BEGIN Listed entries

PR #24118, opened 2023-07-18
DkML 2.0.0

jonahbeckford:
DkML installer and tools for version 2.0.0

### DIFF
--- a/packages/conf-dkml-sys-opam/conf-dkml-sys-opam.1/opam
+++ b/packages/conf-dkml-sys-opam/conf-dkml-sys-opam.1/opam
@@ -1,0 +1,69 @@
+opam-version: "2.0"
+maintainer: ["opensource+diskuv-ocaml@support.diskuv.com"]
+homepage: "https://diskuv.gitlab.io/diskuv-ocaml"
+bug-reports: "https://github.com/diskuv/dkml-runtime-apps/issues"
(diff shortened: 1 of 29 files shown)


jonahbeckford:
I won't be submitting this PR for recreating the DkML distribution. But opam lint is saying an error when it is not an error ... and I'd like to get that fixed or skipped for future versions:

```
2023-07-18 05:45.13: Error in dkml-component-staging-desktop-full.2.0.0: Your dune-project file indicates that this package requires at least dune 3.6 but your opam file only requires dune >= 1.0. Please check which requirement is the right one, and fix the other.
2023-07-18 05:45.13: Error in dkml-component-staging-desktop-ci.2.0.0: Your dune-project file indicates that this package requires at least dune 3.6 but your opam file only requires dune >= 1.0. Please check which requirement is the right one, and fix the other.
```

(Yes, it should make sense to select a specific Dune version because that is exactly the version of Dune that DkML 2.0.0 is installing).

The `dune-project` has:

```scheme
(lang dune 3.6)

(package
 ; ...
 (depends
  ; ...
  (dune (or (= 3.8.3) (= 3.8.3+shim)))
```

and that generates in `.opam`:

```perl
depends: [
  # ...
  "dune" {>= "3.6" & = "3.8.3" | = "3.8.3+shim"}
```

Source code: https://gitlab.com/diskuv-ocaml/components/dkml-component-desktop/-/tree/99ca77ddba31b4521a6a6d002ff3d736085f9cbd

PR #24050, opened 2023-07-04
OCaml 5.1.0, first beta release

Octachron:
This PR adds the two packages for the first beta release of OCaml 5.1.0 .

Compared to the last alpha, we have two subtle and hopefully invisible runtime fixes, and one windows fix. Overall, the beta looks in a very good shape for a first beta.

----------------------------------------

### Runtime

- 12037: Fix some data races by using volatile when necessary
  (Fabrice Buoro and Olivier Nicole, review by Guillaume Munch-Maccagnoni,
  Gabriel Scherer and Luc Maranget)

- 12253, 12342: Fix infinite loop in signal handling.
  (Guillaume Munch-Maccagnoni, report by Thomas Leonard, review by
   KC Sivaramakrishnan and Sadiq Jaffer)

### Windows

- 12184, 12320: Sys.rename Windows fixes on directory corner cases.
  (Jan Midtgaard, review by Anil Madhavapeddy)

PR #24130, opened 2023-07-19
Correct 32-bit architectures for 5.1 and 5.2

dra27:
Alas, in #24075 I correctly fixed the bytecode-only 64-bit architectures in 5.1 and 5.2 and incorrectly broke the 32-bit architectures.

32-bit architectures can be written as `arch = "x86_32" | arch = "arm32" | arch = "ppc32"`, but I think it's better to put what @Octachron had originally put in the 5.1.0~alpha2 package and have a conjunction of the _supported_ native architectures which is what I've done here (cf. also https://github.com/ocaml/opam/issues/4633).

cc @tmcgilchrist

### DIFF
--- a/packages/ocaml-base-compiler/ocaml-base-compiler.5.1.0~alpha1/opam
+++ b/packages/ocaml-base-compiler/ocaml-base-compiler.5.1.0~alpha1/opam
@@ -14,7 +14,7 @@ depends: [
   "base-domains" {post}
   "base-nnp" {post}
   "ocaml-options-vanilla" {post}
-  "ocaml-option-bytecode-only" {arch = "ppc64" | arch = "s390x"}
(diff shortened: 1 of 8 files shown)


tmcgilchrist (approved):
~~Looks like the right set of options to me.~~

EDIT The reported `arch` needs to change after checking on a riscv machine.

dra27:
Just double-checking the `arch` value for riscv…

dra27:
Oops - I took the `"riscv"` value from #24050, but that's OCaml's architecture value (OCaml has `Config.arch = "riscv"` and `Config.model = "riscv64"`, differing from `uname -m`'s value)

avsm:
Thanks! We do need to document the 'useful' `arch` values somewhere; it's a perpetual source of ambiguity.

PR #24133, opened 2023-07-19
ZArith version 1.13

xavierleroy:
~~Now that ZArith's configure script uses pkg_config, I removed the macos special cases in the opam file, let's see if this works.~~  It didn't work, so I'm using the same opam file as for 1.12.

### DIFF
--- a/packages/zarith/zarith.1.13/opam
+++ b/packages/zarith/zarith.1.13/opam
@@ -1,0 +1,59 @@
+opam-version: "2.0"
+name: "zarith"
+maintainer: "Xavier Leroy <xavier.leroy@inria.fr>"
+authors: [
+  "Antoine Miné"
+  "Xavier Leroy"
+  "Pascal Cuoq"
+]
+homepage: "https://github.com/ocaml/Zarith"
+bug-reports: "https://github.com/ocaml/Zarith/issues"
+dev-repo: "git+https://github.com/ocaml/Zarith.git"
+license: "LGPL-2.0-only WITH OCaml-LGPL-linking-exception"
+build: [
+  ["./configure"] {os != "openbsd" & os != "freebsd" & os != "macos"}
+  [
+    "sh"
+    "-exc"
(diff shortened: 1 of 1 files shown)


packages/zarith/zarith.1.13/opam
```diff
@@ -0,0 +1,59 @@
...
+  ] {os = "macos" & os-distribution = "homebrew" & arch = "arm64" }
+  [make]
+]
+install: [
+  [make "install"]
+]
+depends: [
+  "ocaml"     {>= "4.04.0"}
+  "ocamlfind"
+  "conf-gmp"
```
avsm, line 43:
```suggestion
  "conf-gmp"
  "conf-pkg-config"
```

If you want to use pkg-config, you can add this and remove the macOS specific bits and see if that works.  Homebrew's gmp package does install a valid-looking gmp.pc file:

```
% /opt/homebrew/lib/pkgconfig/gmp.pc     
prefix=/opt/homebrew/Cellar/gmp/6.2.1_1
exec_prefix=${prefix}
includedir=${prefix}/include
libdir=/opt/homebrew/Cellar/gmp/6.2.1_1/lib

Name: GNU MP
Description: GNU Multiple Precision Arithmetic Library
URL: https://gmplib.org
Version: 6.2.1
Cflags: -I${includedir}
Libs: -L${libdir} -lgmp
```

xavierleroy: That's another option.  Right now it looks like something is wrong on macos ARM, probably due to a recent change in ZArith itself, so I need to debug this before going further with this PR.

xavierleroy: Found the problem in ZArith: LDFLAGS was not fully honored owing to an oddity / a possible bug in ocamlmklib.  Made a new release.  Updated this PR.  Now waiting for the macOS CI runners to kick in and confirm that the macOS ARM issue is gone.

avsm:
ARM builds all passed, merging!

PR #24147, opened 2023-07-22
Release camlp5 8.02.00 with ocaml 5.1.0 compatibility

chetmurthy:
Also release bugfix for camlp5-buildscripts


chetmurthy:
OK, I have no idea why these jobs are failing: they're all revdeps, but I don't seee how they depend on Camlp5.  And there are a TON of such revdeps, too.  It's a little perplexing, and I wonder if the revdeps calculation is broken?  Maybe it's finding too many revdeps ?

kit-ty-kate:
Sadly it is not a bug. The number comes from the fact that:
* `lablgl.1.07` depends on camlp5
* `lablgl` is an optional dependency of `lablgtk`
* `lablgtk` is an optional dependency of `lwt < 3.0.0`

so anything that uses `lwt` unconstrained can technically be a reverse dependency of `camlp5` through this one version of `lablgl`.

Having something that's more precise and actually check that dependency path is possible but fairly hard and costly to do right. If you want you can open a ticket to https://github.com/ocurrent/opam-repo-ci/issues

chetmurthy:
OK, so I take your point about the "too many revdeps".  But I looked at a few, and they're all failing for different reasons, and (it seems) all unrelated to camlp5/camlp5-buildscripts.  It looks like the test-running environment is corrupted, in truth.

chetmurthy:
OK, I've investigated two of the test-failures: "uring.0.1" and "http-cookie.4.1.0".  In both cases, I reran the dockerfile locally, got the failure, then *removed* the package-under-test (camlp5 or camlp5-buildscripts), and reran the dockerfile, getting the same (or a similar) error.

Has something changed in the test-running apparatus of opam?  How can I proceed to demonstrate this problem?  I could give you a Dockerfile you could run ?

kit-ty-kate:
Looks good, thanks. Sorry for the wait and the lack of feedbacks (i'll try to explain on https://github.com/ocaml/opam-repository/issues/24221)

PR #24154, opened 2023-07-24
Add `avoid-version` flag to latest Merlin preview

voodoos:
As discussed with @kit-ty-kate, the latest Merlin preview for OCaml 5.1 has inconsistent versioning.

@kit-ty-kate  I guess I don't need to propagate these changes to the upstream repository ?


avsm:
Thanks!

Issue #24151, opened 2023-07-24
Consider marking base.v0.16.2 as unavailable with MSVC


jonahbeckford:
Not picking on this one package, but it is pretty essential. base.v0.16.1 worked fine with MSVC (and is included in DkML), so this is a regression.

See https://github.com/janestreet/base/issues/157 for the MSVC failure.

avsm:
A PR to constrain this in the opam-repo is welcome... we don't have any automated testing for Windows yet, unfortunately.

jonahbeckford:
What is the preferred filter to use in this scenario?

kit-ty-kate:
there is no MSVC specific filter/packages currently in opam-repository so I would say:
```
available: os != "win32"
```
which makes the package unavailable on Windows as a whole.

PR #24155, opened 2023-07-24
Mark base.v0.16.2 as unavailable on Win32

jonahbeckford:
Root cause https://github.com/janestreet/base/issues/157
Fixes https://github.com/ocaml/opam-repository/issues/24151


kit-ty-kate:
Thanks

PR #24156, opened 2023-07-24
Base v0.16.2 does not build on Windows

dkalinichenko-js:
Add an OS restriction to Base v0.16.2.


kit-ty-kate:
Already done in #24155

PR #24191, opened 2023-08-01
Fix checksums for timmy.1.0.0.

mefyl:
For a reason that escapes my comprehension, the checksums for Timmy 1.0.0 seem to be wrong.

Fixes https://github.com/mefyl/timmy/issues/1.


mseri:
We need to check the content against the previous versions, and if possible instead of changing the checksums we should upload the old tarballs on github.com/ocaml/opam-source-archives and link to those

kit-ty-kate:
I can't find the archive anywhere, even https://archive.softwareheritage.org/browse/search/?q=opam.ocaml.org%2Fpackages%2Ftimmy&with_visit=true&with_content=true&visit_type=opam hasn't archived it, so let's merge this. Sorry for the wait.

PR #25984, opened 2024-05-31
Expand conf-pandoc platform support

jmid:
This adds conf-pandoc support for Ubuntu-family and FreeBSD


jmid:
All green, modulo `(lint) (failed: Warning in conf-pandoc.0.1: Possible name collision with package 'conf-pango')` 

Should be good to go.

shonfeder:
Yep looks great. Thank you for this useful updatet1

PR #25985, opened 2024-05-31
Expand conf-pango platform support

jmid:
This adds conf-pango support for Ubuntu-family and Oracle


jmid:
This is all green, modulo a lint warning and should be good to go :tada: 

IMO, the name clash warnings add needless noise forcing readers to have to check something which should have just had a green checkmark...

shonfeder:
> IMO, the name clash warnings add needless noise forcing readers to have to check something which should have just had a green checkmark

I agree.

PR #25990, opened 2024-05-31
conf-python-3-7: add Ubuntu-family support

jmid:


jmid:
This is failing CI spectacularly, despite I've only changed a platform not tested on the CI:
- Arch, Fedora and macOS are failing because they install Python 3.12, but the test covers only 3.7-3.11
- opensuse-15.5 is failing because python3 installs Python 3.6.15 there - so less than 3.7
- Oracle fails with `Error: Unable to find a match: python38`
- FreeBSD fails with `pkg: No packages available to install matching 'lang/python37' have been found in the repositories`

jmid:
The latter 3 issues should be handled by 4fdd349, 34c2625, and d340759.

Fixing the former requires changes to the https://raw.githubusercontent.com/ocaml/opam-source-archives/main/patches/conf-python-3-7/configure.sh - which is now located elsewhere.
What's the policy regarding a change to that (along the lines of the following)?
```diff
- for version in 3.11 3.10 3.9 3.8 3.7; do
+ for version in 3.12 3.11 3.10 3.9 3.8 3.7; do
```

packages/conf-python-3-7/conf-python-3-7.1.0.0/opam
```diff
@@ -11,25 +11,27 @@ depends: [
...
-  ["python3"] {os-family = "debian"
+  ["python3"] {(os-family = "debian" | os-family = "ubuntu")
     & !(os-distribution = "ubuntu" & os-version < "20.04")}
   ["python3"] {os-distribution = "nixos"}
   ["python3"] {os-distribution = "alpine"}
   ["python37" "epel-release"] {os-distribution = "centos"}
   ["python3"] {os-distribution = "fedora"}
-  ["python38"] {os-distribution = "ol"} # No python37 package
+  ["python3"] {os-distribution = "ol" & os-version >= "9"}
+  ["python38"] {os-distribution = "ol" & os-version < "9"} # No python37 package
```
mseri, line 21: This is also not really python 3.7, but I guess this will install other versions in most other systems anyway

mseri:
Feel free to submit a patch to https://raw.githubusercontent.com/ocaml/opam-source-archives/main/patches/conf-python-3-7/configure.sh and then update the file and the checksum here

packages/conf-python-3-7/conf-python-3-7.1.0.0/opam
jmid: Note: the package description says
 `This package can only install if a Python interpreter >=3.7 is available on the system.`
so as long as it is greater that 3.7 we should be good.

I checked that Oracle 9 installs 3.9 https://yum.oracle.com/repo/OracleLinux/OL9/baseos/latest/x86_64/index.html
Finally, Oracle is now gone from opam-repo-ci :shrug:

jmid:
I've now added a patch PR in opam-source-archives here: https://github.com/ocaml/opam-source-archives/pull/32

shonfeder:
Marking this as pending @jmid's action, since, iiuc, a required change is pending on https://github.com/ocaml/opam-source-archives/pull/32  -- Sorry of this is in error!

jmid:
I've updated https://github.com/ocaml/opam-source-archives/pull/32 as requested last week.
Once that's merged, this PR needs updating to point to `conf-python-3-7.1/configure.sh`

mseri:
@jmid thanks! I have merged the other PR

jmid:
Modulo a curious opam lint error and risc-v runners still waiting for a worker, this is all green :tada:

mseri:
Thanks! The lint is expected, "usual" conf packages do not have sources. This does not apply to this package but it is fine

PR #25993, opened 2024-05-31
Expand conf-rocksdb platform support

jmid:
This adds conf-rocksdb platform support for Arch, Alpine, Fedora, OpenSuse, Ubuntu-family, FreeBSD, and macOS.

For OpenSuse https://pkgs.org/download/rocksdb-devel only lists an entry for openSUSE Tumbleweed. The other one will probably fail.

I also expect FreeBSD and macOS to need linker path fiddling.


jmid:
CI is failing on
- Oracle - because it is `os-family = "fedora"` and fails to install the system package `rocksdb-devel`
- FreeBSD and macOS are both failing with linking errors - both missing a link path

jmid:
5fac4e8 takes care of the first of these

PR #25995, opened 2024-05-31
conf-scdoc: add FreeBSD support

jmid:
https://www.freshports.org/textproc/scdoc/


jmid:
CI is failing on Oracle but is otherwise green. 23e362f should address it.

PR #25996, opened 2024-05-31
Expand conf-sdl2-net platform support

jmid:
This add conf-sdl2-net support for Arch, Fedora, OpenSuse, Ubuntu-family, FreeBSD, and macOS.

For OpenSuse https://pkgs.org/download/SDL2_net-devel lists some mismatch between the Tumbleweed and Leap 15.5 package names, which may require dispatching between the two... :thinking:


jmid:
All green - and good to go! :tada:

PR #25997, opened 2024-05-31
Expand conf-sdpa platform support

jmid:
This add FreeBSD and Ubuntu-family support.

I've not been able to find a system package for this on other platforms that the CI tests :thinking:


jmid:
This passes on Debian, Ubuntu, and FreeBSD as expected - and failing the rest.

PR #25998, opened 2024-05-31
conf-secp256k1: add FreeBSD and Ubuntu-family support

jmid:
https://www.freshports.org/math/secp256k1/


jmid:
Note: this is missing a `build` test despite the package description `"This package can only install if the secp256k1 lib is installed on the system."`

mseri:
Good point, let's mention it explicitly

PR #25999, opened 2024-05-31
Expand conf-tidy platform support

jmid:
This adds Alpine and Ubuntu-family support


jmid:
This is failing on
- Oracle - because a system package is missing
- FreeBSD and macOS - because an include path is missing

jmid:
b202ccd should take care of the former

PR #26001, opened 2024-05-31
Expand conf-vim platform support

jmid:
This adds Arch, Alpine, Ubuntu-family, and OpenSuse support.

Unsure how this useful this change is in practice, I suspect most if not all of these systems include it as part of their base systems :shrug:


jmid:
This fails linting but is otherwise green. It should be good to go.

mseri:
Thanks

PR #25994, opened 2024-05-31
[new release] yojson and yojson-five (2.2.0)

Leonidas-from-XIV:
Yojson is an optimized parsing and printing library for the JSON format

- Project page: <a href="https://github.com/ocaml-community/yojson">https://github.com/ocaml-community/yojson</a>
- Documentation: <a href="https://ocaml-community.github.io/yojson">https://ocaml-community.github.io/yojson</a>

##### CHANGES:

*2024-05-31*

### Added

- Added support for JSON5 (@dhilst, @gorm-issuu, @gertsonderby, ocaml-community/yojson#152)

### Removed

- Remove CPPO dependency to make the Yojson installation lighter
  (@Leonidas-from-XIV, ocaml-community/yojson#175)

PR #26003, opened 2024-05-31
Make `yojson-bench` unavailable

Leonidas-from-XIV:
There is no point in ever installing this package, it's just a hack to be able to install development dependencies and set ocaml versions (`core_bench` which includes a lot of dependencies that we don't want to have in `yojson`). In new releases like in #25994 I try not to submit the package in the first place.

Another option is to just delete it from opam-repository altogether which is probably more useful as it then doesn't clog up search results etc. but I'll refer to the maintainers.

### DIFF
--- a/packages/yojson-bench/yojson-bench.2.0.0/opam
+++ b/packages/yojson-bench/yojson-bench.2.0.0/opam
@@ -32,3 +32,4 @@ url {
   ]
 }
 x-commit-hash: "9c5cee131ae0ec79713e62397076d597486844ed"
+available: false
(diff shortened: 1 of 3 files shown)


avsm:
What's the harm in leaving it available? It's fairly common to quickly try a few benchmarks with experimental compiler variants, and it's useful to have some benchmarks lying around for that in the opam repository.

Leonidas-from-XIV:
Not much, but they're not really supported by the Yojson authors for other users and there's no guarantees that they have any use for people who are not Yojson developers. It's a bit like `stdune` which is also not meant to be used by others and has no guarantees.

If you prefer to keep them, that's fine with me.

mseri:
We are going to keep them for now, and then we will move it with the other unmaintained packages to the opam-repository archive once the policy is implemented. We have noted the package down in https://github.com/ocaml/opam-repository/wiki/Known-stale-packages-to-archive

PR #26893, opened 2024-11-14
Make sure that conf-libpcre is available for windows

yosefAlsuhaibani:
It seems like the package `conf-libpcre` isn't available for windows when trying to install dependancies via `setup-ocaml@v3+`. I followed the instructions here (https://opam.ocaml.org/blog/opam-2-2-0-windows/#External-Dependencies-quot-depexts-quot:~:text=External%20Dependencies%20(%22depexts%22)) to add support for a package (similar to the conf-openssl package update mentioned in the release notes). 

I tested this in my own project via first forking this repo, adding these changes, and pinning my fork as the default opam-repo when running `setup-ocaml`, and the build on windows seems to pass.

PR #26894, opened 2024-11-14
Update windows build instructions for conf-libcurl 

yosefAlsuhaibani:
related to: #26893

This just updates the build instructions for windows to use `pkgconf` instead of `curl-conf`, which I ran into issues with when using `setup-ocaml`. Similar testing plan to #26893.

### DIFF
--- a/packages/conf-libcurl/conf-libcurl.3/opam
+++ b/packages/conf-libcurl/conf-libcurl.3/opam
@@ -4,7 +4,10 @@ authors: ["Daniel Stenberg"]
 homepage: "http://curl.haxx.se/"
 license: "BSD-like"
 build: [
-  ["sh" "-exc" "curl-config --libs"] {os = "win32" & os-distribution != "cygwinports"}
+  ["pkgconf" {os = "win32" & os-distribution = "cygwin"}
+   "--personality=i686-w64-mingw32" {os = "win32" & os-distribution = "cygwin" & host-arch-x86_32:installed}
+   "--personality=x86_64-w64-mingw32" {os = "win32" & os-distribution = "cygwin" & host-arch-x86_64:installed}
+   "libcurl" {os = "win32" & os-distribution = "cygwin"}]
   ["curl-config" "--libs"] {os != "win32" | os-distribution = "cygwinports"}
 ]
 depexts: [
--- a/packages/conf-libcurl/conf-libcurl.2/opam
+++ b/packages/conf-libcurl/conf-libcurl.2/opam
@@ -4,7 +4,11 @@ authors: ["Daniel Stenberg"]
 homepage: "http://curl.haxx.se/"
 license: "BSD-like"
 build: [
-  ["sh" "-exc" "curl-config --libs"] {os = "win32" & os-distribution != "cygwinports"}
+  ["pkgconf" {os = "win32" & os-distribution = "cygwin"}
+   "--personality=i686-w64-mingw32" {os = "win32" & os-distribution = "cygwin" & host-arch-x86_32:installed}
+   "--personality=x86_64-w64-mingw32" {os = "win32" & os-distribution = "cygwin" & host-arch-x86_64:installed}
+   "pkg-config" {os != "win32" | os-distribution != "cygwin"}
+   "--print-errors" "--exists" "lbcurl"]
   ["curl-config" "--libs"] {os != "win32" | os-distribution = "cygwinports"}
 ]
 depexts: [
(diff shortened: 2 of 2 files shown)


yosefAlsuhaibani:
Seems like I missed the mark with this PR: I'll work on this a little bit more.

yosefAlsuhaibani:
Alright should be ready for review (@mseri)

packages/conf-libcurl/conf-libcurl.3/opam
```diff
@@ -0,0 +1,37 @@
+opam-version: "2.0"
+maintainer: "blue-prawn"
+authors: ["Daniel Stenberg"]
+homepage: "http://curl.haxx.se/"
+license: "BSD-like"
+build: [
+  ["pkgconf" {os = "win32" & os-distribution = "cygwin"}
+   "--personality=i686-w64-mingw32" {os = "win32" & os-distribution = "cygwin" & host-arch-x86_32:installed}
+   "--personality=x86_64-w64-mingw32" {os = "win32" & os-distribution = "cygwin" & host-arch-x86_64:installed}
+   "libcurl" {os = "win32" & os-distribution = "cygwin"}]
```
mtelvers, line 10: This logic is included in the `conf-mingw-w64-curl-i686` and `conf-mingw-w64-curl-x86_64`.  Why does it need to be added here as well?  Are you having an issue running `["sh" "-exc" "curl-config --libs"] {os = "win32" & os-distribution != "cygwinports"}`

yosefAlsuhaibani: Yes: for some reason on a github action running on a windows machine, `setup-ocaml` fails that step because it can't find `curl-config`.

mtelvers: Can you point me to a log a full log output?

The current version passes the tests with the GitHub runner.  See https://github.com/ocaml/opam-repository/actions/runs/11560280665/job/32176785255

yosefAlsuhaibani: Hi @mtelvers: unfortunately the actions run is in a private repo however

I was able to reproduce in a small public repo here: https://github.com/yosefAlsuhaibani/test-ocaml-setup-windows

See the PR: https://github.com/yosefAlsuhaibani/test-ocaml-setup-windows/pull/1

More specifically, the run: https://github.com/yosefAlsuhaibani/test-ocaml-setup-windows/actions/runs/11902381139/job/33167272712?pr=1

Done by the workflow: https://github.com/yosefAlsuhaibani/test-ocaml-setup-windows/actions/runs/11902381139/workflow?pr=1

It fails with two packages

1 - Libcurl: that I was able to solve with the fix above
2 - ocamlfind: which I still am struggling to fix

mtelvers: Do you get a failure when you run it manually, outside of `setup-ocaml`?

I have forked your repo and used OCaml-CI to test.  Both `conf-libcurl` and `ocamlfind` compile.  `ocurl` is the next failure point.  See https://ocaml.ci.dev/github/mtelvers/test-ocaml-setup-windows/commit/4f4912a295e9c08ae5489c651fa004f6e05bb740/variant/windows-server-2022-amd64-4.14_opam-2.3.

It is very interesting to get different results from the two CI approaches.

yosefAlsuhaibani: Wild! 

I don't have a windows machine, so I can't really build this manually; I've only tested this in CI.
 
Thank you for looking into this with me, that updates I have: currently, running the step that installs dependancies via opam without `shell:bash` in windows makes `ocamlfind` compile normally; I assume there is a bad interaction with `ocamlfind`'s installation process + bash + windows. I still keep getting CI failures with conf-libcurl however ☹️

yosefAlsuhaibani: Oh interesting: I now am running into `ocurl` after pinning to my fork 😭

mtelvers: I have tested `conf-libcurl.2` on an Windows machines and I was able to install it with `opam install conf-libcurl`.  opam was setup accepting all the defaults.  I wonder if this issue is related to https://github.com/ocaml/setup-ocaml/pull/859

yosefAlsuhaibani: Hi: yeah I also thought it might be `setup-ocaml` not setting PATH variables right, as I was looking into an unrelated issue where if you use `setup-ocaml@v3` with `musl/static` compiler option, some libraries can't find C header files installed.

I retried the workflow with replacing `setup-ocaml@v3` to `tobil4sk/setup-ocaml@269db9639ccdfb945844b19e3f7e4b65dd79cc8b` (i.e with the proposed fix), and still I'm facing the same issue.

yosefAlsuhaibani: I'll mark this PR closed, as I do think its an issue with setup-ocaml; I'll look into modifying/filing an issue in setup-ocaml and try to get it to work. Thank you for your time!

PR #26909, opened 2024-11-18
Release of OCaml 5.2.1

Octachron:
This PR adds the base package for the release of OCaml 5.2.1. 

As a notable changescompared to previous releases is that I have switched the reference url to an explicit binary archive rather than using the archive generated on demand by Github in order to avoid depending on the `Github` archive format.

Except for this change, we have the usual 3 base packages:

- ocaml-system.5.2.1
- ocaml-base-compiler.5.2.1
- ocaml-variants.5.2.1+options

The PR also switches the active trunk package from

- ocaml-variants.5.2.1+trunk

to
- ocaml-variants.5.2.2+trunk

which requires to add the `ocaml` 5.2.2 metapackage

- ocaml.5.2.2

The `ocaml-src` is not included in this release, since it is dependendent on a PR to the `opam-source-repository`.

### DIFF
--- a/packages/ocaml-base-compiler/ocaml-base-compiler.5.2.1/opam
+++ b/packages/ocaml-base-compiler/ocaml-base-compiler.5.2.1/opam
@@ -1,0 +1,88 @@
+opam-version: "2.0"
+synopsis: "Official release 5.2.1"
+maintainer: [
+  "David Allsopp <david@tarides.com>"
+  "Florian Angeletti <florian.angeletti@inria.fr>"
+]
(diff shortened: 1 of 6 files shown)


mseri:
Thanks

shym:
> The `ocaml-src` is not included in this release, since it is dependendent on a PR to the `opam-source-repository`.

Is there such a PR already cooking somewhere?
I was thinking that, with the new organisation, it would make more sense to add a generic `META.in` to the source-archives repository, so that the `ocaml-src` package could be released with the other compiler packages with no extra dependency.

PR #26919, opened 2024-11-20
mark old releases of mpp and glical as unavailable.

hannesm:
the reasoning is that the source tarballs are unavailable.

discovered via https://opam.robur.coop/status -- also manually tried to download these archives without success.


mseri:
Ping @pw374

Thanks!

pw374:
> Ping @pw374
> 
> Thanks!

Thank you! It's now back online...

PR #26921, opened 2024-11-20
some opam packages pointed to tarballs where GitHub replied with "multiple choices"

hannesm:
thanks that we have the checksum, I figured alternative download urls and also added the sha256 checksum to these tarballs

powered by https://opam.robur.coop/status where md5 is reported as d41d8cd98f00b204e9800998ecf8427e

END Listed entries

**Required work**
Return the lines of the records that include the string "gitlab".

**Exercise answer**
+homepage: "https://diskuv.gitlab.io/diskuv-ocaml"
Source code: https://gitlab.com/diskuv-ocaml/components/dkml-component-desktop/-/tree/99ca77ddba31b4521a6a6d002ff3d736085f9cbd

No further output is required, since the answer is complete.